◆ ACTIVITY
Could you retype all of the data below exactly as given?

* * *

PR #731, opened 2020-11-04
Fix long sleep in idle connections checkup thread

sergey-dryabzhinsky:
If `idle_timeout` option is setup to high value, like `610s`, then service can't be gracefuly stopped in short time.
Most init-systems will kill it with <s>fire</s>`SIGKILL` after short wait-time.

As long as `idle_timeout` is set in seconds, we should wait a little and check if thread break flag is set.

### DIFF
--- a/memcached.c
+++ b/memcached.c
@@ -361,9 +361,10 @@ static void *conn_timeout_thread(void *arg) {
             fprintf(stderr,
                     "idle timeout thread finished pass, sleeping for %ds\n",
                     sleep_time);
-        /* Sleep time may be too long, so split it by 1sec to exit from service normaly */
+        /* Sleep time may be too long, so split it by 0.1 sec to check exit flag and shutdown service gracefuly */
+        sleep_time *= 10;
         while (sleep_time) {
-            usleep((useconds_t) 1000000);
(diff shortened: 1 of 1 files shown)


dormando:
Thanks! Think this was one of the TODO's from back when I shipped the restat feature, sorry. There're some similar problems, ie; waits for the item crawler to finish which can take a while if there are a lot of items.

I might rewire this a bit.

sergey-dryabzhinsky:
@dormando Thanks.
I was stumble upon it just searching what hung my home PC restart process.
And VM/containers at work.

dormando:
Hey,

I ended up fixing this here: https://github.com/memcached/memcached/commit/2896cc6c49c2bcd064e00da8bdf0dcaf1a481e73 - instead of sleep I use a cond_timedwait to allow interrupting the sleep. This is better than really short sleep loops since the frequent wakeups are problems on some systems.

sergey-dryabzhinsky:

* * *

◆ ANSWER TO THIS TASK
PR #731, opened 2020-11-04
Fix long sleep in idle connections checkup thread

sergey-dryabzhinsky:
If `idle_timeout` option is setup to high value, like `610s`, then service can't be gracefuly stopped in short time.
Most init-systems will kill it with <s>fire</s>`SIGKILL` after short wait-time.

As long as `idle_timeout` is set in seconds, we should wait a little and check if thread break flag is set.

### DIFF
--- a/memcached.c
+++ b/memcached.c
@@ -361,9 +361,10 @@ static void *conn_timeout_thread(void *arg) {
             fprintf(stderr,
                     "idle timeout thread finished pass, sleeping for %ds\n",
                     sleep_time);
-        /* Sleep time may be too long, so split it by 1sec to exit from service normaly */
+        /* Sleep time may be too long, so split it by 0.1 sec to check exit flag and shutdown service gracefuly */
+        sleep_time *= 10;
         while (sleep_time) {
-            usleep((useconds_t) 1000000);
(diff shortened: 1 of 1 files shown)


dormando:
Thanks! Think this was one of the TODO's from back when I shipped the restat feature, sorry. There're some similar problems, ie; waits for the item crawler to finish which can take a while if there are a lot of items.

I might rewire this a bit.

sergey-dryabzhinsky:
@dormando Thanks.
I was stumble upon it just searching what hung my home PC restart process.
And VM/containers at work.

dormando:
Hey,

I ended up fixing this here: https://github.com/memcached/memcached/commit/2896cc6c49c2bcd064e00da8bdf0dcaf1a481e73 - instead of sleep I use a cond_timedwait to allow interrupting the sleep. This is better than really short sleep loops since the frequent wakeups are problems on some systems.

sergey-dryabzhinsky:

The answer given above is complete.